Judiciary
Nearly 200 former judges denounce claim that courts are ignoring Supreme Court orders

A group of nearly 200 former judges signed an amicus brief denouncing claims that lower courts are ignoring Supreme Court orders (Kent Nishimura for The Washington Post.)
A group of more than 175 former federal and state judges have called out the Trump administration for claiming that district courts are flouting the U.S. Supreme Court’s orders, according to The National Law Journal.
The ex-judges comments were part of amicus brief in a pending Supreme Court case over the temporary protected status of Syrian nationals in the United States. In the brief, the judges described President Donald Trump and U.S. Attorney General Pam Bondi’s attacks on judges as an “extraordinary assault” on the judicial branch, according to the Journal story.
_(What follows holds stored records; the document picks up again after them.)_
PR #6749, opened 2025-04-19
Add ability to include all tags and attributes to LinkExtractor.

### LINKED ISSUE #6321: Option to include all tags and attrs in LinkExtractor with specified exclusions

NickRagousis:
Feature: Implement option to include all tags and attributes in LinkExtractor

This pull request introduces new functionality to the LinkExtractor class, allowing users to consider all HTML tags and attributes for link extraction by setting the `tags` or `attrs` arguments to `True`.

Specific tags and attributes can then be excluded using the new `deny_tags` and `deny_attrs` arguments. This enables a more flexible approach where users can default to extracting all links and then selectively filter out unwanted ones, addressing the need for a more inclusive link extraction strategy.

I uncluded 13 new test cases with different combinations of tags, attrs, deny_tags, deny_attrs parmeters, to make sure the new parameters work as expected both in isolation and combined.

Note 1: With `attrs=True`, this implementation currently extracts values from attributes like `alt="something"` and `title="something"` in addition to actual link attributes like `href` and `src`. I wanted to inquire whether this is the desired behavior when the user intends to consider all attributes.

Note 2: This is my first ever open source contribution as part of a university assignment, so any feedback on this pull request would be greatly appreciated. 

Note 3: I have noticed that there is an open pull request on that issue that has been pending for several months, so I have attempted to provide an independent implementation.

Resolves #6321

### DIFF
--- a/scrapy/linkextractors/lxmlhtml.py
+++ b/scrapy/linkextractors/lxmlhtml.py
@@ -186,22 +186,22 @@ class LxmlLinkExtractor:
         use_all_tags = tags is True
         use_all_attrs = attrs is True
 
-        tags_set = set() if use_all_tags else set(arg_to_iter(tags))
-        attrs_set = set() if use_all_attrs else set(arg_to_iter(attrs))
+        tags_set = set(arg_to_iter(tags)) if not use_all_tags else True
+        attrs_set = set(arg_to_iter(attrs)) if not use_all_attrs else True
         deny_tags_set = set(arg_to_iter(deny_tags))
         deny_attrs_set = set(arg_to_iter(deny_attrs))
 
-        def tag_checker(tag):
-            return tag not in deny_tags_set
+        def create_checker(allowed, denied):
+            if allowed is True:
+                return lambda x: x not in denied
 
-        if not use_all_tags:
-            tag_checker = partial(operator.contains, tags_set)
+            if denied:
+                return lambda x: x in allowed
 
-        def attr_checker(attr):
-            return attr not in deny_attrs_set
+            return partial(operator.contains, allowed)
 
-        if not use_all_attrs:
-            attr_checker = partial(operator.contains, attrs_set)
+        tag_checker = create_checker(tags_set, deny_tags_set)
+        attr_checker = create_checker(attrs_set, deny_attrs_set)
 
         self.link_extractor = LxmlParserLinkExtractor(
             tag=tag_checker,
--- a/scrapy/linkextractors/lxmlhtml.py
+++ b/scrapy/linkextractors/lxmlhtml.py
@@ -171,8 +171,10 @@ class LxmlLinkExtractor:
         allow_domains: str | Iterable[str] = (),
         deny_domains: str | Iterable[str] = (),
         restrict_xpaths: str | Iterable[str] = (),
-        tags: str | Iterable[str] = ("a", "area"),
-        attrs: str | Iterable[str] = ("href",),
+        tags: str | Iterable[str] | bool = ("a", "area"),
+        attrs: str | Iterable[str] | bool = ("href",),
+        deny_tags: str | Iterable[str] = (),
+        deny_attrs: str | Iterable[str] = (),
         canonicalize: bool = False,
         unique: bool = True,
         process_value: Callable[[Any], Any] | None = None,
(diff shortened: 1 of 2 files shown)


scrapy/linkextractors/lxmlhtml.py
```diff
@@ -181,10 +183,29 @@ def __init__(
...
-        tags, attrs = set(arg_to_iter(tags)), set(arg_to_iter(attrs))
+        use_all_tags = tags is True
+        use_all_attrs = attrs is True
+
+        tags_set = set() if use_all_tags else set(arg_to_iter(tags))
+        attrs_set = set() if use_all_attrs else set(arg_to_iter(attrs))
+        deny_tags_set = set(arg_to_iter(deny_tags))
+        deny_attrs_set = set(arg_to_iter(deny_attrs))
+
+        def tag_checker(tag):
```
rivtechprojects, line 194: Excellent changes. As a suggestion, you could consolidate the tag_checker into a single reusable function to reduce redundancy and improve maintainability.

```suggestion
     def create_checker(allowed, denied):
         if allowed is True:
             return lambda x: x not in denied
         if denied is True:
             return lambda x: x in allowed
         return partial(operator.contains, allowed)

     tag_checker = create_checker(tags_set, deny_tags_set)
     attr_checker = create_checker(attrs_set, deny_attrs_set)
```

scrapy/linkextractors/lxmlhtml.py
```diff
@@ -181,10 +183,29 @@ def __init__(
...
+            return tag not in deny_tags_set
+
+        if not use_all_tags:
+            tag_checker = partial(operator.contains, tags_set)
+
+        def attr_checker(attr):
```
rivtechprojects, line 200: If the functionality of `attr_checker` is handled by `create_checker`, this function is no longer needed and can be safely removed. Here's the suggested change:
```suggestion

```

rivtechprojects:
@Gallaecio looks like prs for this issue have gone stale, but this contributor seems to have a reasonable fix. I've added a suggestion I think would be helpful. Any updates/feedback?

Gallaecio:
It’s in my to-do list to review it, but I am looking at a few busy weeks :sweat:

scrapy/linkextractors/lxmlhtml.py
NickRagousis: Thank you for the feedback! Your suggestion does make the code more maintainable. But one question. What do you think should happen if the same element is in both 'allowed' and 'denied' sets? Should we wait for Gallaecio's opinion?

rivtechprojects: That is a great question. I think there are two option to consider, and we should think about the intended behavior for such a conflict.

1. If denied should take precedence, then we would want to make sure those elements are excluded regardless of their presence in denied.
2. If the opposite is true and allowed should take precedence, then we should out any elements in denied before considering the allowed set.

I think it would make sense to wait for Gallaecio's opinion so we can fully understand the intended behavior, as this would impact how these conflicts are handled. My guess would be option 1 is preferred, because my instinct is denied should take precedence.

Option 1: denied takes precedence, it must be in allowed and not in denied (AND statement)
```
  def create_checker(allowed, denied):
      if allowed is True:
          return lambda x: x not in denied
      if denied is True:
          return lambda x: x in allowed
      # Denied takes precedence when both sets are provided
      return lambda x: x in allowed and x not in denied
```

Option 2: allowed takes precedence, it is still allowed if in both lists (OR statement)
```
  def create_checker(allowed, denied):
        if allowed is True:
            return lambda x: x not in denied
        if denied is True:
            return lambda x: x in allowed
      return lambda x: x in allowed or x not in denied
```

NickRagousis: Yeah it really depends on preference. We should wait for the response and discuss it, but thanks for all that interest, I appreciate it.

Gallaecio:
> few busy weeks

_5 months later…_

:eyes:

scrapy/linkextractors/lxmlhtml.py
```diff
@@ -181,10 +183,29 @@ def __init__(
...
+        deny_attrs_set = set(arg_to_iter(deny_attrs))
+
+        def create_checker(allowed, denied):
+            if allowed is True:
+                return lambda x: x not in denied
+
+            if denied:
+                return lambda x: x in allowed
+
+            return partial(operator.contains, allowed)
```
Gallaecio, line 201: How are these different?

scrapy/linkextractors/lxmlhtml.py
```diff
@@ -171,8 +171,10 @@ def __init__(
         allow_domains: str | Iterable[str] = (),
         deny_domains: str | Iterable[str] = (),
         restrict_xpaths: str | Iterable[str] = (),
-        tags: str | Iterable[str] = ("a", "area"),
-        attrs: str | Iterable[str] = ("href",),
+        tags: str | Iterable[str] | bool = ("a", "area"),
+        attrs: str | Iterable[str] | bool = ("href",),
+        deny_tags: str | Iterable[str] = (),
+        deny_attrs: str | Iterable[str] = (),
```
Gallaecio, line 177: I think we might want to set all 4 parameters to `None` at this point, to easily detect when they are set (even to their intended default value) vs when they are not passed.

Then, later:
- If an “allow parameter” is used, its deny counterpart must be `None`, else a `ValueError` should be raised about it.
- If both are `None`, we assume the allow parameter with its default value (as was set in the function signature here).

Since Trump began his second term, the Supreme Court has handed down many emergency orders pausing lower court rulings against the administration’s policies. While the court has provided reasoning in some cases, there were other instances in which it granted the administration’s stay requests in short, unexplained orders, according to the story.
The brief said that there have been many cases in in which the president, attorney general, and other executive branch officials “have assailed judges in TPS and other cases for ostensibly ignoring the law—attacks that undermine the public’s confidence in the courts and judges across the land.”